» Task instructions: Establish how many lines in the material below include the word "pull", then give the count alone.

» Source material:

PR #3655, opened 2013-07-12
Issue 3647 async requests

### LINKED ISSUE #3647: intermittent front end test failure for /slow_request
```
common/js/xhr: abortAll aborts outstanding requests, triggers xhr_complete (2, 3, 5)
   - failed
Expected:
"/slow_request"
Result:
"/wsapi/session_context"
Diff:
"/slow_request" "/wsapi/session_context"
Source:
    at http://127.0.0.1:10002/test/cases/common/js/xhr.js:183

   - Died on test #5: Unmatched start: 1 - 
{ "message": "Unmatched start: 1", "line": 406, "sourceId": 197014816, 
"sourceURL": "http://127.0.0.1:10002/test/qunit/qunit.js", 
"stack": "Error: Unmatched start: 1 
at http://127.0.0.1:10002/test/qunit/qunit.js:406
at http://127.0.0.1:10002/test/cases/common/js/xhr.js:185 
at fire (http://127.0.0.1:10002/common/js/lib/hub.js:50) 
at http://127.0.0.1:10002/common/js/javascript-extensions.js:19 
at xhrComplete (http://127.0.0.1:10002/common/js/xhr.js:71) 
at http://127.0.0.1:10002/common/js/xhr.js:110 
at http://127.0.0.1:10002/test/mocks/xhr.js:306 
at abortAll (http://127.0.0.1:10002/common/js/xhr.js:193) 
at http://127.0.0.1:10002/test/cases/common/js/xhr.js:194 
at http://127.0.0.1:10002/test/qunit/qunit.js:102 
at http://127.0.0.1:10002/test/qunit/qunit.js:232 
at process (http://127.0.0.1:10002/test/qunit/qunit.js:875) 
at http://127.0.0.1:10002/test/qunit/qunit.js:418",
```

shane-tomlinson:
@callahad - Yo dude, this is one step to "getting there"! Mind reviewing?

So, basically, xhr.js was a heap of global state. We know, we don't like global state. So, I made it a real true blue module with no global state. This allowed me to simplify a lot of things.

An ephemeral instance is set up to run the selenium tests: https://async-requests.personatest.org

fixes #3647


jaredhirsch:
stealing, looking now.

jaredhirsch:
Unit tests passing for me locally.

resources/static/common/js/modules/xhr.js
```diff
@@ -0,0 +1,319 @@
...
+
+  function init(config) {
+    /*jshint validthis: true*/
+    config = config || {};
+
+    var self = this;
+
+    self.outstandingRequests = {};
+    self.transport = config.transport || XHRTransport;
+    self.time_until_delay = config.time_until_delay || 0;
```
jaredhirsch: Later on (line 149) we do a falsy check of time_until_delay, so I don't see why we bother setting it to zero here.

resources/static/common/js/modules/xhr.js
```diff
@@ -0,0 +1,319 @@
...
+    /*jshint validthis: true*/
+    var outstandingRequests = this.outstandingRequests;
+    for (var eventTime in outstandingRequests) {
+      outstandingRequests[eventTime].xhr.abort();
+      outstandingRequests[eventTime] = null;
+      delete outstandingRequests[eventTime];
+    }
+  }
+
+  function getRequest(options) {
```
jaredhirsch: This is a confusing name--it seems like it might mean, "perform an xhr GET request". What it really means is, `getRequestInfo` or something, the old version called this `reqInfo`.

As far as I can tell, this function is only called once, at line 138 of this file.

How about we just inline it, then we can rename the awkward `makeRequest` to `request` or `XHRRequest` or something.

resources/static/common/js/modules/xhr.js
```diff
@@ -0,0 +1,319 @@
...
+     */
+    post: post,
+
+    /**
+     * Get the session context
+     * @method getContext
+     * @param {function} complete
+     * @param {function} error
+     */
+    getContext: getContext,
```
jaredhirsch, line 68: I really like this name change. Now it's clearer that xhr gets the context (XHR#getContext), while network/user let you do things with the context (Network#withContext, User#withContext).

resources/static/common/js/modules/xhr.js
```diff
@@ -0,0 +1,319 @@
...
+    // We defer the responses because otherwise the transport eats any
+    // exceptions that are thrown in the response handlers and it
+    // becomes very difficult to debug.
+    if (request.defer_success) {
+      setTimeout(function() {
+        complete(request.success, resp, xhrObj, textResponse);
+      }, 0);
+    }
+    else {
+      request.success(resp, xhrObj, textResponse);
```
jaredhirsch, line 262: Why do we call complete() inside the setTimeout (line 258) instead of calling req.success directly? This differs from old xhr.js, I suspect I'm missing something fairly obvious and should take a break.

jaredhirsch:
Taking a break. So far, XHR module looks good, modulo a few minor nits.

Going to look at collaborator classes, try to run Selenium tests again (grrr timeouts), and very likely R+ by end of day.

resources/static/common/js/network.js
```diff
@@ -44,12 +51,12 @@ BrowserID.Network = (function() {
         // If cookies are disabled, some browsers throw an exception. Ignore
         // this, the backend will see that cookies are disabled.
       }
-      xhr.withContext(cb, onFailure);
+      xhr.getContext(cb, onFailure);
```
jaredhirsch, line 54: Here's a question. Why does XHR hold the context? That bit of state seems like it should probably belong to Network or User.

I know that xhr is a transport, but should it be a stateful transport? Does it need to be? I'm not sure on the answer.

resources/static/common/js/network.js
```diff
@@ -95,8 +102,17 @@ BrowserID.Network = (function() {
...
+      config = config || {};
+
       // Any time the context info changes, we want to know about it.
       mediator.subscribe('context_info', onContextChange);
+      if (config.xhr) {
+        xhr = config.xhr;
+      } else {
+        xhr = XHR.create();
+        // A request that takes more than 10 seconds is considered delayed.
+        xhr.init({ time_until_delay: 10 * 1000 });
```
jaredhirsch: Is there some way we can pull out magic numbers like this? Maybe hide them inside `BrowserID.config` or somethin?

resources/static/dialog/js/start.js
```diff
@@ -10,11 +10,8 @@
       modules = bid.Modules,
       user = bid.User,
       network = bid.Network,
-      mediator = bid.Mediator,
-      xhr = bid.XHR;
+      mediator = bid.Mediator;
 
-  // A request that takes more than 10 seconds is considered delayed.
-  xhr.init({ time_until_delay: 10 * 1000 });
```
jaredhirsch, line 17: :rainbow: Really nice that we're hiding the xhr transport inside Network. I dig it.

resources/views/test.ejs
```diff
@@ -115,7 +115,7 @@
     <script src="/common/js/javascript-extensions.js"></script>
     <script src="/common/js/lib/bidbundle.js"></script>
     <script src="/build/code_version.js"></script>
-    <script src="https://testmob.org/include.js"></script>
+    <!--script src="https://testmob.org/include.js"></script-->
```
jaredhirsch: Was this intentional? Seems like it might have been a stray debugging commit.

jaredhirsch:
R+

Some questions and minor complaints, but looking good overall.

Feel free to merge after addressing my comments above.

:ship: it :-)

resources/static/common/js/modules/xhr.js
shane-tomlinson: I think that is left over from a bygone era. Will remove.

resources/static/common/js/network.js
shane-tomlinson, line 54: That's an excellent question, one that I completely forgot about. I want session to only be held in user.js. Thanks for pointing that out! I forgot about my own intentions. I'll see how much effort it involves and we can decide whether it makes sense to pile on here or whether it is better in its own PR.

resources/static/common/js/modules/xhr.js
shane-tomlinson: good suggestion. I'll rename to `getRequestInfo` and turn `makeRequest` into `request`

shane-tomlinson: I take that back, I inlined it.

resources/static/common/js/modules/xhr.js
shane-tomlinson, line 262: The old version used _.defer on https://github.com/mozilla/browserid/pull/3655/files#L3L97

resources/views/test.ejs
shane-tomlinson: This was not intentional, excellent catch.

resources/static/common/js/network.js
shane-tomlinson, line 54: Ahha, the context about context has come back to me. The reason I store the context here is so that we can ensure that we call post with a CSRF token without requiring a higher level caller to worry about calling session_context and passing the token from user.js->network.js->xhr.js. 

This seems like a heavy handed way of going about things that leads to too much context lying around. 
Perhaps a better way is to have network.js take care of automatically fetching session_context before any posts, then set the CSRF token in xhr.js? If a post is attempted without a CSRF token, xhr throws an exception? I agree, context should not be here.

resources/static/common/js/network.js
shane-tomlinson: We have some generic config in browserid.js, I'll add a new constant there.

shane-tomlinson:
@6a68 - Thanks for your great feedback. I have updated the PR with your suggestions, and am working on a new PR that moves getContext out of xhr.js and into network.js. The work started to grow in size larger than I was comfortable with for this PR.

» Answer section: 2